A problem involving direction cosines (Vector Algebra)

[sahilmm15]

In the below figure how triangle OAP is right angled. I have imagined everything but I cannot imagine angle A as right angled. Thanks!

 

[jedishrfu]

Notice they show a rectangular prism and OA, OB, and OC are the edges of this prism.

Angles AOB, AOC, and BOC are all right angles as a given of the three unit vector OA, OB and OC all being perpendicular to one another.

AP is a diagonal of one of the faces and the OAP is a right angle since that face is parallel to the plane containing the angle BOC.

Try building a model using a cardboard box and define one corner on the base as O and the opposing corner on the top as P. By opposing I mean follow the vertical edge and then at the top of the box follow a diagonal to the opposite corner.

 

[Gaussian97]

Yes, in fact, notice that OA is parallel to the base vector $\vec x$, while AP is parallel to the plane defined by the vectors $\vec y$ and $\vec z$ (i.e. AP is a linear combination of $\vec y$ and $\vec z$).
So, if by assumption you are in a orthogonal base, then OA must be orthogonal to AP.

 

[Lnewqban]

In the below figure how triangle OAP is right angled. I have imagined everything but I cannot imagine angle A as right angled. Thanks!

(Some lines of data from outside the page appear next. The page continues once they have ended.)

PR #3533, opened 2018-03-26
CA-285596: Suppress host.set_iscsi_iqn during RPU

jonludlam:
When the pool is in RPU mode we no longer try to call `host.set_iscsi_iqn`
or `host.set_multipathing` if the database is inconsistent. When the pool
exits RPU mode we then run through the consistency check for all hosts and
do any calls that are necessary.

### DIFF
--- a/ocaml/xapi/helpers.ml
+++ b/ocaml/xapi/helpers.ml
@@ -437,13 +437,16 @@ type boot_method =
 
 (** Returns the current value of the pool configuration flag *)
 (** that indicates whether a rolling upgrade is in progress. *)
+let rolling_upgrade_in_progress_of_oc oc =
+  List.mem_assoc Xapi_globs.rolling_upgrade_in_progress oc
+
 (* Note: the reason it's OK to trap exceptions and return false is that -- an exn will only happen if the pool record
    is not present in the database; that only happens on firstboot (when you're a master with no db and you're creating
    the db for the first time). In that context you cannot be in rolling upgrade mode *)
 let rolling_upgrade_in_progress ~__context =
   try
     let pool = get_pool ~__context in
-    List.mem_assoc Xapi_globs.rolling_upgrade_in_progress (Db.Pool.get_other_config ~__context ~self:pool)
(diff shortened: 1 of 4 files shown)


ocaml/xapi/helpers.ml
```diff
@@ -440,10 +440,13 @@ type boot_method =
 (* Note: the reason it's OK to trap exceptions and return false is that -- an exn will only happen if the pool record
```
mseri: You should probably move this comment below, where you define `rolling_upgrade_in_progress`

ocaml/xapi/xapi_host_helpers.ml
```diff
@@ -308,50 +308,67 @@ module Configuration = struct
...
+                Client.Client.Host.set_multipathing rpc session_id host_ref multipathing
+              | _ -> ()
+            end
+          in
+          let event_recs = List.map Event_helper.record_of_event events.Event_types.events in
+          let in_rpu = List.fold_left (fun in_rpu ev ->
+              match ev with
+              | Event_helper.Pool (_pool_ref, Some pool_rec) ->
+                let in_rpu = Helpers.rolling_upgrade_in_progress_of_oc pool_rec.API.pool_other_config in
+                if (not in_rpu) && was_in_rpu then begin
```
edwintorok: I am a bit confused on how `was_in_rpu` is set. RPU involves restarting XAPI, so if you got a 1 host pool will RPU be reported as in progress on startup, or will it immediately finish because it was the only host to be upgraded?

jonludlam: https://github.com/xapi-project/xen-api/blob/master/ocaml/xapi/db_gc.ml#L119-L168

jonludlam: This code doesn't care if it misses a transient RPU mode since the code it's invoking is entirely level-based rather than edge-based. All we're trying to do is make sure that if we do any suppression at all then we ensure at the end we don't miss anything by updating all hosts.

ocaml/xapi/helpers.ml
jonludlam: Ah, good catch thanks!

PR #3535, opened 2018-03-27
Review probe API changes for feature/REQ477/master

edwintorok:
This is a reduced set of changes, without the Option type that depends on xen-api-sdk.
The SR UUID change is required to not break the build, the rest transform the SMAPIv3 probe response into the legacy SMAPIv1 probe response, but only when the probe is complete.
When probe returns an incomplete result that requires further probing, we do not transform it into an exception, this was discussed with @jonludlam.
To get more information for SMAPIv3 SRs the upcoming `probe_ext` API should be used, that will be part of a different PR because it also depends on xen-api-sdk changes.

Drop the `Probe` variant from SR.probe, it will only be used by SR.probe_ext, due to the backwards compatible transform the CLI will report the SMAPIv1 compatible raw XML.


ocaml/xapi/xapi_sr.ml
```diff
@@ -183,11 +183,43 @@ let probe ~__context ~host ~device_config ~_type ~sm_config =
...
-       | Probe _ as x -> Xmlrpc.to_string (rpc_of_probe_result x)
+       Client.SR.probe ~dbg ~queue ~device_config ~sm_config |> f
     )
 
+let probe = call_probe ~f:(
+    function
+    | Storage_interface.Raw x -> x
+    | Storage_interface.Probe probe_results ->
+      (* Here we try to mimic the XML document structure returned in the Raw
+         case by SMAPIv1, for backwards-compatibility *)
```
mseri: Wouldn't it be better to add an optional version to the probe call, and when called with version say `>= 2` do not perform any conversion, so that new code can actually benefit from a structured safe response?

ocaml/xapi/xmlm_tree.ml
```diff
@@ -0,0 +1,27 @@
+(** Conveniently output an XML tree using Xmlm *)
```
mseri: Is this really needed or it is something that we can embed in xapi_sr, next to the thing that calls it?

edwintorok: We've discussed that we could use ezxmlm for this, but it is not in xs-opam yet. Once it is we can delete this file mostly.

gaborigloi: Maybe we'll use this from other files too and add more xmlm-related helpers, so this way it's more discoverable.

mseri: I think that manual parsing and unparsing of xml is a really bad idea, especially when we have the rpc that does it properly. It took a huge amount of time of cleaning up the use of xmlm from the legacy api, I am not kin on reintroducing it. I am really worried about introducing this new module to be honest.

ocaml/xapi/xapi_sr.ml
gaborigloi: Hmm, not sure, Jon said we should have a new `SR.probe_ext` call, that is the one that returns the structured data, in a way that is reflected by ocaml's type system too.

ocaml/xapi/xmlm_tree.ml
gaborigloi: The issue is that here we need to mimic exactly the legacy output format of SR.probe, which is like this:
```
<?xml version="1.0" ?>
<SRlist>
	<SR>
		<UUID>db208f01-736a-f62d-f341-49521629fb3d</UUID>
		<Devlist>/dev/sda3</Devlist>
		<size>954539704320</size>
	</SR>
</SRlist>
```
Therefore we need more control over the XML output, this is why we need xmlm, and cannot use ocaml-rpc.
I agree that for future uses, we should just use ocaml-rpc.

edwintorok: There are 2 things using the Xml output currently: Xapi_dr_task, and Quicktest_storage. They are not aware of the 'Probe' alternative and just try to parse the Xml, that parsing has to stay due to SMAPIv1 (the Xml comes straight from the python backend...). So we thought to also convert the SMAPIv3 response to that Xml for backwards compat, and introduce a new API `probe_ext` that returns a structured response (that will be in a future PR).

We could say that we do not support disaster recovery for SMAPIv3 yet (in fact the REQ explicitly excludes it), and instead have SMAPIv3 work *only* with probe_ext. This means we'd need to introduce a separate capability for it, but maybe thats best anyway.
When we do implement DR for SMAPIv3 we could do it by converting the SMAPIv1 raw Xml reply into the structured one: then we do not need to build an Xml by hand.

ocaml/xapi/xapi_sr.ml
edwintorok: We propose to introduce  a new API, probe_ext with the structed reply: https://github.com/xapi-project/xen-api/blob/feature/REQ477/probe/ocaml/idl/datamodel.ml#L1869

ocaml/xapi/xmlm_tree.ml
gaborigloi: Yes, not supporting the SMAPIv1 SR.probe for GFS2 / SMAPIv3 SRs is the other option. With  @jonludlam we found that SR.probe is being used by people, so I don't know whether it's okay to do that. I guess once we make SR.probe_ext work for SMAPIv1 SRs too, it will be reasonable to ask people to move to it, as it will work on all SRs. (This is why introducing a new capability may cause confusion in the future when SR.probe_ext will support everything.)

edwintorok: Should we make a decision on this after the TP, and just have `probe_ext` working for SMAPIv3 SRs, and probe throw a not implemented error? The main use case for probe in the TP is XenCenter which is updated to use `probe_ext`.

gaborigloi: Or we can leave it as it is, so that he quicktest keeps working, and make a decision after the TP.

mseri: I understand why you need more control now, I'd like not to make this become soon technical debt and instead try to improve things so that they are solid and as little hand-made or hacked as possible. I think the decision can be postponed until after the TP, but I'd like to see a plan being drafted and I'd be very happy if this plan includes getting rid of manually created and deserialised xml :stuck_out_tongue_winking_eye:

ocaml/xapi/xapi_sr.ml
mseri: I'm fine with that,I am happy to see there will be a new thing that uses a reasonable response format and that will be used by new code

ocaml/xapi/xmlm_tree.ml
mseri: Quecktest_storage does not need this module as I understand. This is just my opinion, but I still suggest to inliine the module next to where it is used and try to reduce its use as much as possible. I think if it is really indispensable for something else, it can be re-extracted later on.

gaborigloi: Sounds good, I'm happy to inline this module into the legacy probe function. Hopefully we won't need to do any manual XML processing and can just get rid of it when we get rid of `SR.probe`.

gaborigloi:
We can now include the `SR.probe_ext` and option type changes because the SDK is ready: https://github.com/xapi-project/xen-api-sdk/tree/feature/REQ-477

ocaml/xapi/xapi_sr.ml
jonludlam: It's always very hard to change the return type of an API call, sadly, and we know there are people out there who do actually use the probe call, so we don't want to break it unnecessarily.

PR #3536, opened 2018-03-28
CA-275591: remove dead code

krizex:
This change aims to remove dead code base on the analyzation result of
dead_code_analyzer (https://github.com/LexiFi/dead_code_analyzer)

It contains:
1. Remove unused variables
2. Remove unused methods

It does NOT remove the unused exported interfaces in header (*.mli) files


krizex:
Ring3 BVT passed in suite run 82033
Ring3 BST passed in suite run 82032

gaborigloi:
Looks good. Don't know whether we should keep the constants in `cli_key.ml` for reference, but I guess they will be in the git history, so it should be fine. Same for the unused fistpoints `xapi_fist.ml` - not sure whether we have any additional actions to take after removing them.

krizex:
Yes, I have the same concern with @gaborigloi . So please @jonludlam take a look of this change.

mseri:
Have you already run a BVT and a BST against this changes?

krizex:
@mseri Yes, Ring3 BST&BVT passed, I have posted the suite run ID above.

mseri:
Oh sorry, when reading I missed the comment

mseri:
Well, done! Let's double check with @jonludlam if we need to keep something for some reason

jonludlam:
Uh, how can coverage decrease when removing dead code!?

ocaml/xapi/helpers.ml
```diff
@@ -1048,19 +965,6 @@ let find_health_check_task ~__context ~sr =
       Eq (Field "name__description", Literal (Ref.string_of sr))
     ))
 
-(* Copy the snapshot metadata from [src_record] to the VM whose reference is [dst_ref]. *)
-(* If a lookup table is provided, then the field 'snapshot_of' is translated using this *)
-(* lookup table. *)
-let copy_snapshot_metadata rpc session_id ?lookup_table ~src_record ~dst_ref =
```
jonludlam: I'd like to know the history of this; when it came in and when it became dead code.

ocaml/xapi/xapi_sr_operations.ml
```diff
@@ -206,15 +206,6 @@ let update_allowed_operations ~__context ~self : unit =
   let keys = Hashtbl.fold (fun k v acc -> if v = None then k :: acc else acc) valid [] in
   Db.SR.set_allowed_operations ~__context ~self ~value:keys
 
-(** Someone is cancelling a task so remove it from the current_operations *)
-let cancel_task ~__context ~self ~task_id =
-  let all = List.map fst (Db.SR.get_current_operations ~__context ~self) in
-  if List.mem task_id all then
-    begin
-      Db.SR.remove_from_current_operations ~__context ~self ~key:task_id;
-      update_allowed_operations ~__context ~self
```
jonludlam: I wonder why we were calling `update_allowed_operations` here but not in `cancel_tasks` below this function...?

ocaml/xapi/xapi_vbd_helpers.ml
```diff
@@ -262,15 +262,6 @@ let update_allowed_operations ~__context ~self : unit =
   let keys = Hashtbl.fold (fun k v acc -> if v = None then k :: acc else acc) valid [] in
   Db.VBD.set_allowed_operations ~__context ~self ~value:keys
 
-(** Someone is cancelling a task so remove it from the current_operations *)
-let cancel_task ~__context ~self ~task_id =
-  let all = List.map fst (Db.VBD.get_current_operations ~__context ~self) in
-  if List.mem task_id all then
-    begin
-      Db.VBD.remove_from_current_operations ~__context ~self ~key:task_id;
-      update_allowed_operations ~__context ~self
```
jonludlam: Again, a suspicious lack of `update_allowed_operations` in the `cancel_tasks` function below.

mseri:
I think randomness in tests

krizex:
I think that's because `coveralls` mis calculated the sour code changes.
https://coveralls.io/jobs/35062005
How could `ocaml/xapi/cli_operations.ml` adds 4987 lines?

ocaml/xapi/helpers.ml
krizex: It comes in by the Initial import from hg on 2009, but it's hard to track when it became dead.

ocaml/xapi/xapi_vbd_helpers.ml
krizex: It also comes in by the Initial import from hg on 2009 and no changes after that.

ocaml/xapi/xapi_sr_operations.ml
krizex: Because this `cancel_tasks` functions only called in `Cancel_tasks.cancel_tasks_on_host` and in the end of the function there are a separate function to handle the `update_allowed_operations` stuff.

ocaml/xapi/xapi_vbd_helpers.ml
krizex: See above.

ocaml/xapi/helpers.ml
jonludlam: looks like it was here: 8e57c84c647076a2f6190ada0652f531796fdf90

jonludlam: OK, so it's not recent :-) I'm happy.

Note that both points A and P are contained in the same vertical plane.
That vertical lane is perpendicular to axis X.
That vertical plane is also perpendicular to the horizontal plane containing points A, B and O, as well to the vertical plane containing points A, C and O.

For the above reasons, a horizontal projection of the triangle OAP on the horizontal plane ABO will show a right angle, just like a projection of the triangle on the vertical plane ACO will.